Zhang Hui, Ji Yanan, Yi Zhongquan, Zhao Jing, Liu Jianping, Zhang Xianxian
Department of Central Laboratory, Affiliated Hospital 6 of Nantong University, Yancheng Third People's Hospital, Yancheng, 224000, People's Republic of China.
Department of Neurology, Affiliated Hospital 6 of Nantong University, Yancheng Third People's Hospital, Yancheng, 224000, People's Republic of China.
J Mol Neurosci. 2025 Apr 29;75(2):60. doi: 10.1007/s12031-025-02352-5.
Ischemic stroke (IS) constitutes a severe neurological disorder with restricted treatment alternatives. Recent investigations have disclosed that glycosylation is closely associated with the occurrence and outcome of IS. Nevertheless, data on the transcriptomic dynamics of glycosylation in IS are lacking. The objective of this study was to undertake a comprehensive exploration of glycosylation-related genes (GRGs) in IS via bioinformatics and to assess their immune characteristics. In this study, through the intersection of genes from weighted gene co-expression network analysis, GRGs from five glycosylation pathways, and DEGs from differential expression analysis, 20 candidate GRGs were identified. Subsequently, through LASSO, Random Forest, and SVM-RFE, 3 hub GRGs (F5, PPP6C, and UBE2J1) were identified. Additional, a gene diagnostic model linked to glycosylation was developed and validated. The findings indicated that the diagnostic model could effectively distinguish between IS patients and healthy individuals in the training, validation, and merging datasets, indicating clinical relevance. Subsequently, by employing unsupervised clustering analysis, IS patients were classified into three clusters, and significant disparities were witnessed in immune cell infiltration among distinct clusters. In summary, this study successfully identified hub GRGs in IS and investigated the roles of these hub genes in the immune microenvironment, indicating potential clinical applications for IS.

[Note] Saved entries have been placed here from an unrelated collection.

PR #271, opened 2018-10-03
dropdown: add ability to override selectedLabel

KaidenR:
### What You're Solving

When you're using a dropdown outside a form it's useful to be able to give more context about the field and selected value inside the dropdown itself. I've come across a few cases where I've been unable to use the Dropdown component without the ability to do this. Right now I'm trying to build this:

image

In order to prefix the selected value with `Sort:` I need to be able to override the selected label.

### Design Decisions

We should get Dmitry's approval on this design. I understand that most of the times, when you're using a dropdown inside a form, you're going to want to use the regular field label and sublabel to communicate, but when you're outside a form it's useful to be able to provide more context without a label.

### How to Verify

The dropdown storybook is updated with a new story. Make sure that when a `selectedLabel` is provided it is always show even after selecting an item from the menu.

### DIFF
--- a/packages/dropdown/src/react/__specs__/__snapshots__/storyshots.spec.js.snap
+++ b/packages/dropdown/src/react/__specs__/__snapshots__/storyshots.spec.js.snap
@@ -860,7 +860,9 @@ exports[`Storyshots labels label 1`] = `
           <span
             aria-hidden={true}
             data-css-e6fvyw=""
-          />
+          >
+            Three item
+          </span>
           <span
             data-css-5m5yd6=""
           />
@@ -934,7 +936,9 @@ exports[`Storyshots labels label and subLabel 1`] = `
           <span
             aria-hidden={true}
             data-css-e6fvyw=""
-          />
+          >
+            Three item
+          </span>
           <span
             data-css-5m5yd6=""
           />
@@ -1008,7 +1012,9 @@ exports[`Storyshots labels none 1`] = `
           <span
             aria-hidden={true}
             data-css-e6fvyw=""
-          />
+          >
+            Three item
+          </span>
           <span
             data-css-5m5yd6=""
           />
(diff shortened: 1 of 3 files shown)


dborodyansky:
Thank you @KaidenR! You mentioned multiple cases this may address. Would you please point us to another one for reference? We try to consider DS for wide, or multiple team, applications (https://whimsical.co/GncwqZbmGjHBKT9srDYBSj), so there are may be a trade off here in adding a prop vs. alternate solutions like A) an external `Sort` label on the left of the dropdown, or B) appending `Sort:` to each menu item. Those alternates are certainly not as elegant, but worth discussing around how the solution may pertain to other use cases.

KaidenR:
@dborodyansky Another case is the "Add content" dropdown on a channel details page:

image

This is another situation where the user is taking an action rather than selecting a value from a list to populate a form. 

One more case is the "Role" dropdown in a channel's members modal:

image

We need to be able to be more succinct with the label on the button ("Can edit") but more descriptive inside the menu ("Can edit (Contributor)")

dborodyansky:
Thank you, @KaidenR. This does help explain wider application. Much appreciated. In reviewing, I think this enhancement does seem suitable. Jake and I will touch base and follow up.

jaketrent:
Hey @KaidenR , sorry to be equivocating a bit and not making this higher priority.  We have had other items that have come first.

To at least give you an update...

Dmitry and I have followed up and talked about this as a feature.  We're still not super clear on what the best course of action is.  It's easy to add things.  It's hard to take them away.  Since there are ways to accomplish your specific use case (get a label inside the DS component by using it in the options label as well), we feel like there's a path forward, perhaps not ideal, for the time being.  

The other variants that you have shown of a dropdown in our app have been eye opening.  Thank you for including that survey of those usages.  They raise another question that makes the way forward not any clearer: that is, each of these other dropdowns use very different looks/UIs, and should we support this?  The one is a button with a dropdown drawer beneath.  The other is a button(?) with a very different dropdown drawer beneath.  

Thus far, the DS has provided the looks for the UI of Pluralsight.  The focus has been on visual consistency.  Obviously, there are other things that have come with that: one is a dropdown component with a certain amount of visual state and interactivity patterns.  That obviously has value.  And we could publish that as a general thing, allowing a developer to customize the look of the thing while it still retaining the properties of a dropdown.  Think the patterns from Kent Dodd's talk from React Rally this year https://www.youtube.com/watch?v=AiJ8tRRH0f8  But this jump is a big one for the Design System from a purpose and a "where are we going to play" standpoint.  

So, the team is going to look at this again next week when we are all together again, but unfortunately for your present need, this PR is still in a holding pattern.  I hope you'll understand.  I also welcome your input on the further questions raised and mentioned above.  Thanks, Kaiden your constant support.

jaketrent:
Triage: We looked at this as a team.  We were really torn with this one.  We want to support you in your dev work on this page.  We also looked at what the DS enables today, and we at least think there's a workaround here without adding to the DS.  You could use a Button with an ActionMenu in combo (as shown in the other example above).  The button style does not quite match the "flat" appearance of Button today, so you could override the style.  But Dmitry reports that this is an emerging button style amongst the designs of late, so it's possible that it'll make its way into Button in the future.  Closing for now.  But open, as always, to more discussion about what you're seeing and what would be helpful.

PR #279, opened 2018-10-11
dropdown: increase dropdown overlay z-index

### LINKED ISSUE #278: dropdown: clicking outside the open menu doesn't always close the dropdown
### Expected behavior
I should be able to click *anywhere* outside of the open dropdown to close it.

### Actual behavior
There are certain sections of the page (anywhere in prism, a channel card list) that do not close the dropdown. The problem is that the page overlay that intercepts clicks does not have a high enough z-index to cover all parts of the page. The screenshot below shows an open dropdown in the top-right and the page overlay in blue. You can see that it isn't covering the entire page:

image

### Steps to repro

1.  Add a dropdown to a page
2. Add another element later in the DOM with a `position:relative`
3. Open the dropdown and click on the other element - the dropdown does not close

KaidenR:
### What You're Solving

- Fixes #278 
- Fixes issue where the dropdown overlay was not covering the entire page so
the dropdown would not always close when clicking outside of the open menu.

### Design Decisions

- Chose a z-index of `970` for the overlay because we want it to cover prism (the sidebar has a z-index of `960`)
- Chose a z-index of `980` for the menu so it appears above the overlay.

### How to Verify

1. Add a dropdown to a page
2. Add an element later in the DOM with `position: relative`
3. Open the dropdown
4. Click the other element and/or Prism - the dropdown should close

### DIFF
--- a/packages/dropdown/src/css/index.js
+++ b/packages/dropdown/src/css/index.js
@@ -213,13 +213,14 @@ export default {
   // __menu
   '.psds-dropdown__menu': {
     position: 'absolute',
-    zIndex: '1',
+    zIndex: 980,
     marginTop: core.layout.spacingXXSmall
   },
 
   // __page-overlay
   '.psds-dropdown__page-overlay': {
     position: 'fixed',
+    zIndex: 970,
     top: 0,
     right: 0,
     bottom: 0,


jaketrent:
Hey Kaiden, I want your opinion on the other layer z-indexes that prism sits on (some well above 980).  Some might not matter.  

https://github.com/ps-dev/prism/blob/master/client/src/common/styles/layers.css

But z-indexes are just mayhem anyway.  

Feels like we need some more clear guidelines on what plays in what z space across our product.  Might be nice to be more comprehensively sure about these things.

That might be a bigger effort.  

It's probably the case that we just merge 980 for this particular issue and time and go from there if we have another issue.  But, who knows, like I said, mayhem.  

Anywho, a quick comment on these other prism layers based on that knowledge would be helpful for me.

KaidenR:
I was looking for that list of Z Indexes in Design system but didn't think to look in Prism. After looking at it, I think I'd still be comfortable using the 970 & 980 in my PR. Those higher z-indexes shouldn't ever interfere with dropdowns because it would take some other click in Prism to get them to show up and the click should be intercepted by the dropdown overlay.

KaidenR:
Oh and yeah, it would be great to have a single file somewhere that allocates specific z-indexes across the app so we can make more informed decisions when picking them. But, depending on where your app's stacking contexts are, those values may or may not help.

PR #281, opened 2018-10-17
Errors: Low contrast in light theme (below WCAG contrast ratio)

danethurber:
### Desired behavior

The contrast in the body text of the error page for the light theme meets the WCAG contrast ratio.

### Today's behavior

The white body text of the error message is low contrast compared to the light grey background.

### The Value Add

Users will find it easier to read.  We will meet the accessibility guidelines.


getschomp:
🎉

Issue #162, opened 2018-01-10
card: add required 'title' attribute to Card.Action to display tooltip for icon


dborodyansky:
### Desired behavior

Encourage developers to add `title` / tooltip for non labeled buttons, so that a default browser tooltip appears on hover.

### Today's behavior

No default browser tooltip appears when hovering on a card action

### The Value Add

Accessibility, best practices.

### The Tradeoffs

More required props

jaketrent:
Triage: team convo.

PR #292, opened 2018-10-18
card: require title prop on Card.Action

danethurber:
fixes: #162

### DIFF
--- a/packages/card/src/react/index.js
+++ b/packages/card/src/react/index.js
@@ -83,12 +83,6 @@ const ActionBar = glamorous.div(
     actionBarVisible ? css['.psds-card__action-bar--actionBarVisible'] : null
 )
 
-const ActionBarAction = props => {
-  const filteredProps = {}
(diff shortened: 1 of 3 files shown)


packages/card/src/react/index.js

缺血性中风(IS)是一种严重的神经系统疾病,治疗选择有限。最近的研究表明,糖基化与IS的发生和预后密切相关。然而,关于IS中糖基化的转录组动力学数据尚缺。本研究的目的是通过生物信息学全面探索IS中与糖基化相关的基因(GRGs),并评估其免疫特征。在本研究中,通过加权基因共表达网络分析的基因、五条糖基化途径的GRGs以及差异表达分析的差异表达基因(DEGs)的交集,确定了20个候选GRGs。随后,通过LASSO、随机森林和支持向量机递归特征消除(SVM-RFE),确定了3个核心GRGs(F5、PPP6C和UBE2J1)。此外,还开发并验证了一个与糖基化相关的基因诊断模型。研究结果表明,该诊断模型在训练、验证和合并数据集中能够有效区分IS患者和健康个体,具有临床相关性。随后,通过无监督聚类分析,将IS患者分为三个簇,不同簇之间的免疫细胞浸润存在显著差异。总之,本研究成功鉴定了IS中的核心GRGs,并研究了这些核心基因在免疫微环境中的作用,表明其在IS中具有潜在的临床应用价值。